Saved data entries
☆ ☆ ☆ ☆
Issue #21568, opened 2020-09-28
Exhaustive dependency check fails on useEffect() example


clormor:
The [useEffect code sample](https://github.com/TheOdinProject/curriculum/blob/master/javascript/react-js/hooks.md#useeffect) throws an error in React (tested using 16.13.1) because of the exhaustive dependency check:

~~~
☆ ☆ ☆ ☆
» The task:
When you reach the end of the data, retype all of it exactly.

» Answer to this problem:
Issue #21568, opened 2020-09-28
Exhaustive dependency check fails on useEffect() example


clormor:
The [useEffect code sample](https://github.com/TheOdinProject/curriculum/blob/master/javascript/react-js/hooks.md#useeffect) throws an error in React (tested using 16.13.1) because of the exhaustive dependency check:

~~~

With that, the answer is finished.